» **PROBLEM STATEMENT**: In full and without alteration, return the records below.

» **AVAILABLE DATA**:
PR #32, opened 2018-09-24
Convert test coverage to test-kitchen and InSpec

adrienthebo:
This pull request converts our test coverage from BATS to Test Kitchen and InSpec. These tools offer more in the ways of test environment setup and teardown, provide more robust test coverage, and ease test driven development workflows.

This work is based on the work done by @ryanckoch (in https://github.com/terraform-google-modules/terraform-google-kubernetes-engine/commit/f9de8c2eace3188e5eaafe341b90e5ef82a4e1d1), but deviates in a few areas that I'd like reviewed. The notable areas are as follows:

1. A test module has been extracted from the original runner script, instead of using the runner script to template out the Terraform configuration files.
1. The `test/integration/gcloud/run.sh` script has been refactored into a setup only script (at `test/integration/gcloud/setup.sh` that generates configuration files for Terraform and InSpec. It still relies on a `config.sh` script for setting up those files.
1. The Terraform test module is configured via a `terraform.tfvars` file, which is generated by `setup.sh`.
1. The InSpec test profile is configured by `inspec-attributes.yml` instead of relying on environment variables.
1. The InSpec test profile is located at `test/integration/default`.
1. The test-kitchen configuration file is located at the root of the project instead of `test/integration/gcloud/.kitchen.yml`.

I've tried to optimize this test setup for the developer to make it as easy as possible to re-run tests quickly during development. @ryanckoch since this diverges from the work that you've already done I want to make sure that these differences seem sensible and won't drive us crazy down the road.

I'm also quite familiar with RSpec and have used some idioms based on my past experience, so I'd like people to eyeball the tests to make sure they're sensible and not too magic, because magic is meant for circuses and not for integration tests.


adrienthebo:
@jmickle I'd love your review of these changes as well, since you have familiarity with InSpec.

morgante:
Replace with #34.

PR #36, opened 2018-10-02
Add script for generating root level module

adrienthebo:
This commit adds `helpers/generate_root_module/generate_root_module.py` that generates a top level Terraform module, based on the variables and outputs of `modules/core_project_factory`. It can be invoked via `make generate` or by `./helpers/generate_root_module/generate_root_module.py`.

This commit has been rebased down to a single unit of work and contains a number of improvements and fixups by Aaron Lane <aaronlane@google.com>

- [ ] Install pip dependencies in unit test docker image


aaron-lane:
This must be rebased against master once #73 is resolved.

» **COMPLETED TASK**:
PR #32, opened 2018-09-24
Convert test coverage to test-kitchen and InSpec

adrienthebo:
This pull request converts our test coverage from BATS to Test Kitchen and InSpec. These tools offer more in the ways of test environment setup and teardown, provide more robust test coverage, and ease test driven development workflows.

This work is based on the work done by @ryanckoch (in https://github.com/terraform-google-modules/terraform-google-kubernetes-engine/commit/f9de8c2eace3188e5eaafe341b90e5ef82a4e1d1), but deviates in a few areas that I'd like reviewed. The notable areas are as follows:

1. A test module has been extracted from the original runner script, instead of using the runner script to template out the Terraform configuration files.
1. The `test/integration/gcloud/run.sh` script has been refactored into a setup only script (at `test/integration/gcloud/setup.sh` that generates configuration files for Terraform and InSpec. It still relies on a `config.sh` script for setting up those files.
1. The Terraform test module is configured via a `terraform.tfvars` file, which is generated by `setup.sh`.
1. The InSpec test profile is configured by `inspec-attributes.yml` instead of relying on environment variables.
1. The InSpec test profile is located at `test/integration/default`.
1. The test-kitchen configuration file is located at the root of the project instead of `test/integration/gcloud/.kitchen.yml`.

I've tried to optimize this test setup for the developer to make it as easy as possible to re-run tests quickly during development. @ryanckoch since this diverges from the work that you've already done I want to make sure that these differences seem sensible and won't drive us crazy down the road.

I'm also quite familiar with RSpec and have used some idioms based on my past experience, so I'd like people to eyeball the tests to make sure they're sensible and not too magic, because magic is meant for circuses and not for integration tests.


adrienthebo:
@jmickle I'd love your review of these changes as well, since you have familiarity with InSpec.

morgante:
Replace with #34.

PR #36, opened 2018-10-02
Add script for generating root level module

adrienthebo:
This commit adds `helpers/generate_root_module/generate_root_module.py` that generates a top level Terraform module, based on the variables and outputs of `modules/core_project_factory`. It can be invoked via `make generate` or by `./helpers/generate_root_module/generate_root_module.py`.

This commit has been rebased down to a single unit of work and contains a number of improvements and fixups by Aaron Lane <aaronlane@google.com>

- [ ] Install pip dependencies in unit test docker image


aaron-lane:
This must be rebased against master once #73 is resolved.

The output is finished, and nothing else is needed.